私が作ったことを知った2人はどんな料理か心配するんじゃないかと思ったが杞憂だった。
水浴びから戻ってきたレッドとハウグストさんを交えて4人で夕食を取る。
2人は、私が作った野菜スープを、
「うん!じゃがいもはほろほろで、にんじんと豆は柔らかくなりすぎずに、ちょうど良い食感が残っていて、スープの元となった鳥の出汁と塩味がいい塩梅で美味しいよ!」
「レッドの言う通りだぜ!こりゃめちゃくちゃうまい!」と褒めてくれる。
2人が満足してくれた姿を見て「良かったぁ」と笑顔を浮かべるとレッドが私の顔を見て顔を赤らめる。どうしたのだろう?
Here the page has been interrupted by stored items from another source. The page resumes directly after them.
PR #387, opened 2026-01-14
fix: prevent check_connections from dropping connections during setup

### LINKED ISSUE #386: Race Condition in `check_connections` Dropping Active Connections
## Problem
When using `topic_regex` or multi-topic consumers, there is a race condition between the `connect()` function and the `check_connections()` cleanup task that can cause active connections to be prematurely dropped. Now that code has been added to call `update_topics` not only for regex, but for partitioned topics, the race condition will happen frequently for any user of multi-topic consumers.

## Cause
The `check_connections()` function uses `Arc::strong_count()` to determine if a connection is still in use:

```rust
// Original logic
conn.is_valid() && strong_count > 1
```

The issue is that during `connect()`, the Arc is temporarily downgraded to create a weak reference for the keepalive task:

```rust
// In connect()
let c = Arc::new(conn);           // strong_count = 1
let weak_conn = Arc::downgrade(&c);  // still strong_count = 1
// ... spawn keepalive task ...
self.connections.insert(broker, ConnectionStatus::Connected(c.clone()));  // strong_count = 2
```
If `check_connections()` runs between `Arc::downgrade()` and `insert()`, it sees `strong_count == 1` and incorrectly concludes the connection is unused, dropping it from the pool.

## Symptoms
* Repeated "Connected to..." log messages for the same broker
* Flood of connection establishment logs during topic refresh
* Inefficient reconnection on every `update_topics()` call
* Increased latency due to unnecessary reconnections

## Proposed Solution
Track connection creation time and add a grace period before considering a connection for cleanup.

darinspivey:
When using topic_regex or multi-topic consumers, there is a race condition between getting a connection for topic refresh and the check_connections cleanup task. The strong_count check could cause connections to be dropped if check_connections runs while connect() is in progress, since connect() temporarily downgrades the Arc ref.

This commit adds a 5-second grace period for newly created connections, allowing them to be picked up by consumers/producers before being considered for cleanup.

Fixes: #386

### DIFF
--- a/src/connection_manager.rs
+++ b/src/connection_manager.rs
@@ -1,4 +1,8 @@
-use std::{collections::HashMap, sync::Arc, time::Duration};
+use std::{
+    collections::HashMap,
+    sync::Arc,
+    time::{Duration, Instant},
+};
 
 use futures::{channel::oneshot, lock::Mutex};
 use rand::Rng;
@@ -150,7 +154,10 @@ impl Default for TlsOptions {
 }
 
 enum ConnectionStatus<Exe: Executor> {
-    Connected(Arc<Connection<Exe>>),
+    Connected {
+        conn: Arc<Connection<Exe>>,
+        created_at: Instant,
+    },
     Connecting(Vec<oneshot::Sender<Result<Arc<Connection<Exe>>, ConnectionError>>>),
 }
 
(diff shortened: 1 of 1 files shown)


darinspivey:
@BewareMyPower you've been helping review some of @chamons contributions recently, and this PR pertains to those (PR #384 ).  Now that `update_topics()` is being called for all multi consumers, the race condition described in this PR will be more frequent.  This provides a fix that I've tested locally. 

Thanks in advance.

BewareMyPower (approved):

chamons (commented):
Fix looks reasonable to me, good catch.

その後も、2人は明日の朝の分の野菜スープも全部食べてしまった。
自分が作った料理で、人に美味しいと言ってもらうのがここまで嬉しいなんて、王城のコックが私が美味しそうに食べる姿は見ていて気持ちがいいと言っていたが、このことだったのかとコックの気持ちが少し理解できたような気がした。
次の日、私とフィーナさんは2人を見送り、洗濯物を持って村の井戸がある中心へと向かった。